What you need to do —
Through the line that contains "- There are", return the data below exactly, starting at its first line; leave the rest out.

The data —
PR #2165, opened 2022-07-20
refactor(precinct-scanner): Clean up card auth

jonahkagan:
## Overview
Two small changes related to card auth that I ran across:
- There are two unused app state fields probably related to an older iteration of card auth
- When writing the tally to the pollworker card, we used the `Card` interface directly instead of using the new smartcard auth interface

## Demo Video or Screenshot
N/A

## Testing Plan 
- Existing automated tests


arsalansufi (approved):
:100:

Answer box —
PR #2165, opened 2022-07-20
refactor(precinct-scanner): Clean up card auth

jonahkagan:
## Overview
Two small changes related to card auth that I ran across:
- There are two unused app state fields probably related to an older iteration of card auth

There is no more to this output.